Filter the listing for lines containing "autoPromptBiometric".
Top of Material provided
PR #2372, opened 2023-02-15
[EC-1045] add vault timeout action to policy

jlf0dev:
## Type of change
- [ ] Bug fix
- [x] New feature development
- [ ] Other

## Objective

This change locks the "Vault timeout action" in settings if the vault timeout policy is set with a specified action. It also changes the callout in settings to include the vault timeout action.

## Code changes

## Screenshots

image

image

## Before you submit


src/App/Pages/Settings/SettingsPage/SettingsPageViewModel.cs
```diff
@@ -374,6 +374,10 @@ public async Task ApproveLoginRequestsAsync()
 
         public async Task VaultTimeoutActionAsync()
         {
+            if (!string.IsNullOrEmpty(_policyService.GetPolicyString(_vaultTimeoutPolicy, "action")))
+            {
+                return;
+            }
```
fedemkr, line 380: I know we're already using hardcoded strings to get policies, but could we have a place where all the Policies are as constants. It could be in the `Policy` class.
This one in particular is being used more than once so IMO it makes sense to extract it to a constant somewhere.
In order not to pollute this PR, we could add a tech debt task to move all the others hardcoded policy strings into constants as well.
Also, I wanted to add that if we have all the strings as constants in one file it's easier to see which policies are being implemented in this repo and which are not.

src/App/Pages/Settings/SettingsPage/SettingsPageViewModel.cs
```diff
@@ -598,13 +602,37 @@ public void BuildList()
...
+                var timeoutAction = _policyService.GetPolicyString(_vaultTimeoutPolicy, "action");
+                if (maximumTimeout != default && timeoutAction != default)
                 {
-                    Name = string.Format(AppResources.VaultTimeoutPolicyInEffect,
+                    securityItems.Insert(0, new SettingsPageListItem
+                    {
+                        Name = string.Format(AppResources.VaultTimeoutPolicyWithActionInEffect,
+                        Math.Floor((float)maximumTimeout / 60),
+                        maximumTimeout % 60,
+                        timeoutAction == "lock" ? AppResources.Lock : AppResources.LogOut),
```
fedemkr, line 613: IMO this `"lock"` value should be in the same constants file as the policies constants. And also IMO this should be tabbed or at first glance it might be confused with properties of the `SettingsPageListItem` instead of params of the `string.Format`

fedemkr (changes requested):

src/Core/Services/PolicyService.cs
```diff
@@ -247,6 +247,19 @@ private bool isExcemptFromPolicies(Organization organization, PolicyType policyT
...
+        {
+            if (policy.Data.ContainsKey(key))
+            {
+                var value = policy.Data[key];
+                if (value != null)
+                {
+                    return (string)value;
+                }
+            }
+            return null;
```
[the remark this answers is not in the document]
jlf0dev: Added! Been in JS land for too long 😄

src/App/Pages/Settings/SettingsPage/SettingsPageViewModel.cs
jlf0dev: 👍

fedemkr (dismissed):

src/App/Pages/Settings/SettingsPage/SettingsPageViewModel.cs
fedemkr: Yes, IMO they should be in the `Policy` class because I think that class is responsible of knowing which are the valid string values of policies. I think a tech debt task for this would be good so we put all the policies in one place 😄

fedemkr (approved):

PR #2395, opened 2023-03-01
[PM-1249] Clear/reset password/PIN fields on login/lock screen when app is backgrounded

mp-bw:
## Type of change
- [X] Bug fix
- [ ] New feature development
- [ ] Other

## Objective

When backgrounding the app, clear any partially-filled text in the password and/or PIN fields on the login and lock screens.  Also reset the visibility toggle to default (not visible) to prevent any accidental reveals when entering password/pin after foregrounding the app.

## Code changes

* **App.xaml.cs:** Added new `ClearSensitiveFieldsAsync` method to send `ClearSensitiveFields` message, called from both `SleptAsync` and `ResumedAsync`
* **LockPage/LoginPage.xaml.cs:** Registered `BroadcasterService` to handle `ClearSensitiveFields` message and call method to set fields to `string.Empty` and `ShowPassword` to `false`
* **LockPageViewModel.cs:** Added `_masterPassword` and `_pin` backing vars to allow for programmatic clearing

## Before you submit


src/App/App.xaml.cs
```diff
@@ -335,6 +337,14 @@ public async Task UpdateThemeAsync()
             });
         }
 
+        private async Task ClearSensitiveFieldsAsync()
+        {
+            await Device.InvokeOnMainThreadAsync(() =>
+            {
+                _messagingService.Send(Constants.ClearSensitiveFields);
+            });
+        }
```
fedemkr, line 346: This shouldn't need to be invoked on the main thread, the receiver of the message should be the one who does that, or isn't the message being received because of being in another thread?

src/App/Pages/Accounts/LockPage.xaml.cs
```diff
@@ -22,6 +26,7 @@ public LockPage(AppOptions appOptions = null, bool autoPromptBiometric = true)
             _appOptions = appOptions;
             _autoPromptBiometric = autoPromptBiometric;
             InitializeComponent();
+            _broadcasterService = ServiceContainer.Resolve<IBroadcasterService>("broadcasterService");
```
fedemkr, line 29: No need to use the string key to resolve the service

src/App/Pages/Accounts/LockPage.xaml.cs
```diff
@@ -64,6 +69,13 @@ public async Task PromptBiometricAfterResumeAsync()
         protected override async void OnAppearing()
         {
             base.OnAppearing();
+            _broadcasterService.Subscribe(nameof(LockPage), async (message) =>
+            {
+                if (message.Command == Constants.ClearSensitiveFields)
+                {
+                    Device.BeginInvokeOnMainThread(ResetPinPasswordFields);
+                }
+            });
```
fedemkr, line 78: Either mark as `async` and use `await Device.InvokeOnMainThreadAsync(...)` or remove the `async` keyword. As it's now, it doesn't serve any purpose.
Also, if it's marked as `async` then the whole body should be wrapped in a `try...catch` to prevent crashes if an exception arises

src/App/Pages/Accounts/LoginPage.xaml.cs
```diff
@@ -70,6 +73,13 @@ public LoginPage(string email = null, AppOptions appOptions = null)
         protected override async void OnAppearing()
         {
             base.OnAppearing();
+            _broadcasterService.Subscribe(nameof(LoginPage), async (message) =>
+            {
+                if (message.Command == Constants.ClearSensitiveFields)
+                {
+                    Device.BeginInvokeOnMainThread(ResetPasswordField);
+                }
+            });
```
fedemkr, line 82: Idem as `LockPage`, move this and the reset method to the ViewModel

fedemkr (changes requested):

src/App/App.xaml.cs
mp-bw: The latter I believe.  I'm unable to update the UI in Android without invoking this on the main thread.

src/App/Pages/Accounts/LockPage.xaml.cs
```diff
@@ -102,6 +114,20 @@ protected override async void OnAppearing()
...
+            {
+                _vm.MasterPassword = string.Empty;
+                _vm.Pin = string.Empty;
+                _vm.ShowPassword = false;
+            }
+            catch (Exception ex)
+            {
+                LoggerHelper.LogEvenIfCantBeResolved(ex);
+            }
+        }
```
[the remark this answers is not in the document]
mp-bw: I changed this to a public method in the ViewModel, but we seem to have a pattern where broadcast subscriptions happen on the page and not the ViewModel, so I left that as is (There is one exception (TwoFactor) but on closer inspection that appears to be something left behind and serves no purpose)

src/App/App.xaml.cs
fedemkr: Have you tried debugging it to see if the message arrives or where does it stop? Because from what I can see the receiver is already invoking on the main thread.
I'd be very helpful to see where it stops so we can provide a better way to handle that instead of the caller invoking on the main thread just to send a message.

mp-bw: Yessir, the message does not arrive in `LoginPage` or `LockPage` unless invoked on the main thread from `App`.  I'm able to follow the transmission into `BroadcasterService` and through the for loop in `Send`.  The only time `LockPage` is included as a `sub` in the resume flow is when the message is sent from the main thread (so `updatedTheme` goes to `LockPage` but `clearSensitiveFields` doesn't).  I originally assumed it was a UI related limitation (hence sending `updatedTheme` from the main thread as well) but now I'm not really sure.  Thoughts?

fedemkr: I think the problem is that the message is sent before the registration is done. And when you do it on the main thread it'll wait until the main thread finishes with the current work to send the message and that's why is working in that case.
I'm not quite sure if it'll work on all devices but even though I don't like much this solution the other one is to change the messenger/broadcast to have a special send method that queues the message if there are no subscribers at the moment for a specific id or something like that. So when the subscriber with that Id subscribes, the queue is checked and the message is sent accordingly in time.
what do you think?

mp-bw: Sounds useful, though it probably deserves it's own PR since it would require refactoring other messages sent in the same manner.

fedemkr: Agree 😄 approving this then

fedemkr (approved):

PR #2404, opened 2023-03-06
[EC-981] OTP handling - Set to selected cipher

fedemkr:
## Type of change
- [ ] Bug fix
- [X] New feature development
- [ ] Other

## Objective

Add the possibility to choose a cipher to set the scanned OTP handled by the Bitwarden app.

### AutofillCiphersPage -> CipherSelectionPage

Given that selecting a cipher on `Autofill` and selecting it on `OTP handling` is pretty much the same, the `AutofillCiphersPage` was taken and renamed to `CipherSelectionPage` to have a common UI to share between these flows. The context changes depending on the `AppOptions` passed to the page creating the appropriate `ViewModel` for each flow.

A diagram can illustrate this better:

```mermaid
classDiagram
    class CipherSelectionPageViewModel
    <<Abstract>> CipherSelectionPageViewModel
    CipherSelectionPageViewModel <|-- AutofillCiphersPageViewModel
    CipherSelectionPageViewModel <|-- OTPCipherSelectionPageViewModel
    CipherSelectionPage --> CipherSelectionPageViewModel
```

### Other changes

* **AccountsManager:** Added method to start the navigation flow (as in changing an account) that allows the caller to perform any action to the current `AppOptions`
Bottom of Material provided
Completed exercise -
@@ -22,6 +26,7 @@ public LockPage(AppOptions appOptions = null, bool autoPromptBiometric = true)
             _autoPromptBiometric = autoPromptBiometric;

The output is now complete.